There is an automatic biased against using such drugs. But for me the real danger is those who try to claim the disease is made up...it doesn't exist. It's like global warming. It is just a scam to fool unsuspecting parents that something is wrong when there is really nothing wrong.
The worst thing about all of this is that when an expert says "the child is actually just fine" They may be setting that child up for the same kind of frustration and disappointment I had for all of those 40 years.
First of all, when hard work never pays off the fist thing I felt was the need to quit trying. I just often gave up. Hard work didn't do any good. So why try at all. Later in life, I found I had serious problems working on any job were I simply did a repetitious task over and over. Anything that required me to do the same task over and over was an immediate disaster. I had trouble with school. I took to criminal activities because I felt I had what it takes to do most of those things. Crime was less boring than a job. Also I could be my own boss or work with someone I didn't despise. I really think that being a person with ADD made it hard for me to put up with the minds of mediocre bosses who treated me as a dumb shit. So even though I wasn't real good at crime, I felt that it made me feel less like society's loser.

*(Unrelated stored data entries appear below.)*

PR #790, opened 2021-04-22
GEODE-9189: Upgrades dependencies. 

pivotal-jbarrett:
Upgrades Boost to 1.76.
Upgrades ACE to 7.0.1.
Upgrades SQLite to 3.35.5
Upgrades GTest to follow head.
Upgrades Benchmark to follow head.
Fixes Xerces-C to use Apache mirrors.

### DIFF
--- a/cppcache/integration/benchmark/RegionBM.cpp
+++ b/cppcache/integration/benchmark/RegionBM.cpp
@@ -59,7 +59,7 @@ class RegionBM : public benchmark::Fixture {
   void SetUp(benchmark::State&) override {
     if (!cluster) {
       cluster = std::unique_ptr<Cluster>(
-          new Cluster(Name{name_}, LocatorCount{1}, ServerCount{1}));
+          new Cluster(::Name{name_}, LocatorCount{1}, ServerCount{1}));
       cluster->getGfsh()
           .create()
           .region()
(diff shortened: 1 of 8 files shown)


moleske:
If you're like me and were curious why gtest is following head now instead of a release, gtest now follows [live-at-head philosophy](https://abseil.io/about/philosophy#upgrade-support)

pivotal-jbarrett:
> If you're like me and were curious why gtest is following head now instead of a release, gtest now follows [live-at-head philosophy](https://abseil.io/about/philosophy#upgrade-support)

Google Benchmark also started following the same philosophy but didn't really let anymore know.

mmartell:
I strongly agree with Abseil's "Live at Head" philiosophy, which appears to be largely adopted by Google's 250 million lines of C++.

mmartell (approved):
Looks good to me. Especially like that nothing breaks.

pivotal-jbarrett:
Converted this back to draft again. There is one issue I want to resolve. CMake with either always update the git based projects on every compile or never unless forced by invoking the update target directly. I want to find a middle ground like a time based invocation, like no more than every 24h, similar to how Maven snapshots are updated.

mreddington (approved):

PR #792, opened 2021-04-26
GEODE-9193: Use local object variable for PING messages.

pdxcodemonkey:
- Prevents a leak at shutdown, ensures object is properly destroyed.

### DIFF
--- a/cppcache/src/TcrEndpoint.cpp
+++ b/cppcache/src/TcrEndpoint.cpp
@@ -510,9 +510,9 @@ void TcrEndpoint::pingServer(ThinClientPoolDM* poolDM) {
     LOGFINEST("Sending ping message to endpoint %s", m_name.c_str());
     GfErrType error;
     if (poolDM != nullptr) {
-      error = poolDM->sendRequestToEP(*pingMsg, reply, this);
+      error = poolDM->sendRequestToEP(pingMsg, reply, this);
     } else {
-      error = send(*pingMsg, reply);
+      error = send(pingMsg, reply);
     }
     LOGFINEST("Sent ping message to endpoint %s with error code %d%s",
               m_name.c_str(), error, error == GF_NOERR ? " (no error)" : "");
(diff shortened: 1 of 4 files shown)


pdxcodemonkey:
Converting to draft for the moment, trying to nail down what's going on with CI failures.

cppcache/src/TcrEndpoint.cpp
```diff
@@ -504,14 +504,15 @@ void TcrEndpoint::pingServer(ThinClientPoolDM* poolDM) {
   }
 
   if (!m_msgSent && !m_pingSent) {
-    TcrMessagePing* pingMsg = TcrMessage::getPingMessage(m_cacheImpl);
+    TcrMessagePing pingMsg(new DataOutput(m_cacheImpl->createDataOutput()),
```
mmartell, line 507: Where is DataOutput deleted? Hopefully, that's not also a leak.

gaussianrecurrence: This pointer ownership is transfered to the TcrMessage by assigning it to an unique_ptr. I am with you that the way of instantiating the object might lead to think that this is a memory leak, but this is they way is done for most of the TcrMessage implementations :S

pdxcodemonkey: Yeah - it's not pretty, but it is correct.

pivotal-jbarrett, line 507: Can you copy my PR where I modified the constructor to take a `std::unique_ptr<DataOutput>` to avoid any leaking potentials in allocating here and failing to take ownership in the constructor. Also makes it more clean who owns it.

cppcache/src/TcrEndpoint.cpp
```diff
@@ -504,14 +504,15 @@ void TcrEndpoint::pingServer(ThinClientPoolDM* poolDM) {
...
+                           true);
```
pivotal-jbarrett, line 508: If this value is always `true` then let's just roll it into the constructor initializer and remove from parameters.

pivotal-jbarrett (changes requested):

pivotal-jbarrett (approved):
YES!

mmartell (approved):

PR #797, opened 2021-04-29
GEODE-9214: Remove ACE time library references

gaussianrecurrence:
- Replaced all references to ACE time library by boost/STL functions.
 - Also replaced old ITs logging function implementation so it doesn't
   use ACE.


pivotal-jbarrett:
@gaussianrecurrence you are on a roll at getting ACE out of here! Thanks!

tests/cpp/fwklib/FwkLog.cpp
```diff
@@ -54,32 +55,24 @@ const char* dirAndFile(const char* str) {
...
+      duration_cast<microseconds>(now.time_since_epoch()).count() % 1000;
 
-  fprintf(stdout, "[%s %s %s:P%d:T%" PRIu64 "]::%s::%d  %s  %s\n", buf,
-          u.sysname, u.nodename, ACE_OS::getpid(),
-          hacks::aceThreadId(ACE_OS::thr_self()), fil, lineno, l, s);
-  fflush(stdout);
+  const char* fil = dirAndFile(filename);
+  std::cout << '[' << std::put_time(localtime, "%Y/%m/%d %H:%M:%S") << '.'
+            << std::setfill('0') << std::setw(6) << usec << std::setw(0)
+            << std::put_time(localtime, " %Z ") << boost::asio::ip::host_name()
```
pivotal-jbarrett, line 71: If it simplifies anything to drop the hostname, change the formatting, and/or switch to boost::log like the new test framework I don't think it will matter any.

The old framework used to support running the child processes remotely, so logging the hostnames was useful in debugging. It can't run remotely anymore so hostname Is not so useful.

I don't think anyone is tied to the log format either.

tests/cpp/fwklib/FwkLog.cpp
```diff
@@ -54,32 +55,24 @@ const char* dirAndFile(const char* str) {
 }
 
 void plog(const char* l, const char* s, const char* filename, int32_t lineno) {
```
pivotal-jbarrett, line 57: If it simlifies things, the only callers to this method are macros that are converting a `std::ostringstream` to a `char *` so you could just pass a `std::ostringstream &` or `const std::string &` here.

```c++
void plog(const std::string& level,  const std::string& message, const std::string& filename, size_t lineNumber);
```

tests/cpp/fwklib/FwkLog.cpp
gaussianrecurrence: I think I'll go for boost log. Thanks for pointing it out.

cppcache/integration-test/fw_dunit.cpp
```diff
@@ -688,36 +680,63 @@ void sleep(int millis) {
...
 // log a message and print the worker id as well.. used by fw_helper with no
 // worker id.
 void log(std::string s, int lineno, const char * /*filename*/, int /*id*/) {
-  char buf[128] = {0};
-  dunit::getTimeStr(buf, sizeof(buf));
-
-  fprintf(stdout, "[TEST 0:pid(%d)] %s at line: %d\n",
-          boost::this_process::get_id(), s.c_str(), lineno);
-  fflush(stdout);
+  using std::chrono::duration_cast;
```
pivotal-jbarrett, line 703: With the transition to boost::log for the test framework, what is still using this logger?

gaussianrecurrence: Sadly I only changed tests/cpp/security code to log with Boost.Log
Thing is in theory this PR is supposed to be focused remove references for ACE time library.
Also, I tried to replace logging for Boost.Log on the old ITs, and the changes were huge.
So what do you think if a open a separate PR to adress this?

pivotal-jbarrett: No. If it's big change it isn't worth it. It was only worth it if it made refactoring this crusty log code easier.

pivotal-jbarrett (approved):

Perhaps my politics were affected by my ADD. The status quo seemed so hostile. And as a person who felt delegated as an outsider, I learned not to trust bosses and as time went on, politicians. I learned to see their faults, crimes, inequities and their hypocrisy as part of the system. Today I am a Marxist. I have looked at society and wondered if my solution to society's problems could be something more simple, less dramatic or jus plain different. But I just keep finding myself believing the same things— that capitalism is unfair, that people run by capitalists are destined to be ripped off. I can't believe in a leadership that believes those of us who make more money are way more important than the rest of us. I can't believe in a system that believes those with more money have the right to use their wealth as a weapon to control the lives of the rest of us.SThe important thing is that people like me need to be appreciated as the people we are.
We are usually intelligent, imaginative, and we learn to think outside of the box. We are needed as part of society and telling us to "shovel driveways for a living" only convinces us that the only real dignity we can get is through crime.
So don't let otherwise honest people move to crime. Support the efforts and needs of those of us who have ADD. It is real. We need that recognition.